Peirce published, besides single sermons (1714–23):

- Exercitatio Philosophica de Homœomeria Anaxagorea, Utrecht, 1692.
- Remarks on Dr. Wells's Letters, 1706–8, eight parts; 3rd edition, 1711.
- Some Considerations on ... a Vindication of the Office of Baptism, and ... the Sign of the Cross, 1708.
- Vindiciæ Fratrum Dissentientium in Anglia adversus … Nicholsii … Defensionem Ecclesiæ Anglicanæ, 1710; in English, A Vindication of the Dissenters, 1717; the translation, though otherwise augmented, omits a considerable portion of the "second part", among the omissions being a chapter on the charge of Socinianism brought against Anglican divines, in which Peirce contends that dissenters are free from this taint; 2nd edition, 1718; pt. iii. chapter 3 of the English edition, was reprinted as A Tractate on Church Music, 1786.
- An Enquiry into the present Duty of a Low-Churchman, 1711; anon. 1712.
- A Letter to Dr. Bennet ... concerning the Nonjurors' Separation, 1717; two editions same year; to Thomas Bennet.
- A Defence of the Dissenting Ministry and Presbyterian Ordination, 1717 (two parts).
- Vindication of the Protestant Dissenters, 1717
- The Dissenters' Reasons for not Writing in the behalf of Persecution, 1718; three editions same year, addressed to Andrew Snape, D.D.
- Some Reflections upon Dean Sherlock's Vindication of the Corporation and Test Acts, 1718; two editions same year.
- The Interest of the Whigs with relation to the Test Act, 1718, (anon.); two editions same year.
- The Loyalty … of High Church and the Dissenters compar'd, 1719 (in reply to J. Jackman).
- The Case of the Ministers Ejected at Exon, 1719; four editions same year.
- The Charge of Misrepresentations maintain'd against … Sherlock, 1719.
- A Defence of the Case of the Ministers, 1719.
- A Justification of the Case of the Ministers, 1719.
- A Letter to Mr. Josiah Eveleigh, Exeter, 1719; Eveleigh was minister at Crediton, Devon, from 1702, and died on 9 September 1736.
- Animadversions upon … A True Relation of … Proceedings at Salters-Hall, 1719.
- A Letter ... in Defence of the Animadversions, 1719.
- A Second Letter to … Eveleigh, Exeter, 1719
- Remarks upon the Account of what was transacted in the Assembly at Exon, 1719; second edition, same year, has a Postscript.
- An Answer to Mr. Enty's Defence … of the Assembly, 1719; to John Enty.
- The Western Inquisition, 1720.
- The Security of Truth without … Persecution, 1721, (against Enty).
- Inquisition Honesty display'd, 1722.
- A Paraphrase and Notes on … Colossians, 1725 (anon.); reprinted, with name, 1727; 1733.
- A Paraphrase and Notes on ... Philippians, 1725 (anon.); reprinted, with name, 1727; 1733.

Posthumous were:

- A Paraphrase and Notes on … Hebrews, 1727 (edited by Hallett, his successor); also in Latin, J. Peircii Paraphrasis et Notæ ... in Epistolam ad Hebræos, 1747.
- Dissertations on Six Texts, 1727.
- An Essay in favour of ... giving the Eucharist to Children, 1728.
- Fifteen Sermons … To which is added A Scripture Catechism, 1728 (edited, with a memorial preface, by Benjamin Avery); contains the single sermons printed in his lifetime, and eight others.

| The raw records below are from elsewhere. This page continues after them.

PR #518, opened 2021-09-29
Code of Conduct should link to main FAC site

oliverjam:
So we don't maintain two copies and let one get out of sync


Albadylic (approved):
Sorry, only just caught this. Thanks - looks great!

PR #525, opened 2021-10-13
FAC23 server-side app week

oliverjam:
- Update the schedule to remove the bank holiday
- Clarify the project criteria and move spikes to separate page

Screenshot 2021-10-13 at 13 10 35

### DIFF
--- a/src/course/syllabus/apprenticeship/server-side-app/spikes.md
+++ b/src/course/syllabus/apprenticeship/server-side-app/spikes.md
@@ -1,3 +1,5 @@
+Try to create a working MVP on glitch.com or stackblitz.com. This will be helpful to show during your presentation and to reference in your projects.
+
 ## File uploads
 
 Allow users to upload files to your server (like images or audio clips).  


src/course/syllabus/apprenticeship/server-side-app/schedule.md
```diff
@@ -2,22 +2,30 @@
...
       url: /workshops/express-middleware/
       type: workshop
+    - name: Project intro
+      start: 14:00
+      end: 14:15
+      url: ../project
+    - name: Spike research
+      start: 14:15
+      end: 17:45
+      url: ../spikes
```
Albadylic, line 17: Would we like to break this time up more?

It feels like 3.5 hours could be a long time for them to be working without a structure suggested for how to spend their time. 

We could break the time into something like: decide a topic, research, get an MVP solution working. We could say this at the top of the spikes file. 

Since they have extended project time maybe it's okay not to give too much direction and leave it up to them to decide how they'd like to structure their time. It might be enough to let the mentors know to check in often and encourage them not to get stuck deciding or researching for too long.

Albadylic (approved):
Looks like a positive change!

PR #560, opened 2022-01-13
change unhandledRejection to camelcase

reubengt:
having unhandledRejection in camelcase in the example and then all lowercase in the explainer text below could be confusing, node expects it to be camelcase right?


oliverjam (approved):
Good catch, thanks!

PR #566, opened 2022-01-17
update tech spikes to 3 a week for FAC23

reubengt:
following discussion w @oliverjam : keep the tech spikes most relevant to project work.
The following spikes are excluded.
Server : Modules  (already covered in intro talk)
Database: SQL vs noSQL (already covered in intro talk)
Auth: HTTPS/TLS (likely will never implement TLS stuff as a junior dev: hosting providers do it for you)


oliverjam (approved):
Looks great, thanks ✨

PR #574, opened 2022-01-25
Update employment prep schedule

### LINKED ISSUE #573: The employment prep session schedule need updating
We originally put something there that roughly approximated what I did last term, but what I am delivering this term looks different.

His funeral sermon for Mrs. Hallett is reprinted in the Practical Preacher, 1762. Some above are doubtful.

Several anonymous pamphlets in the paper war at Exeter were ascribed to Peirce, and have been catalogued and referred to as his, apparently without ground; of these the most important is The Innocent vindicated, 1718; 2nd edition, 1719, which, Peirce says, he never read, and supposed to be by a lay hand; an appendix to the second edition has Thirteen Queries on the Trinity, which are defended as Peirce's in The Truth and Importance of the Scripture Doctrine of the Trinity, 1736, a publication against Daniel Waterland, which has been ascribed to Hallett.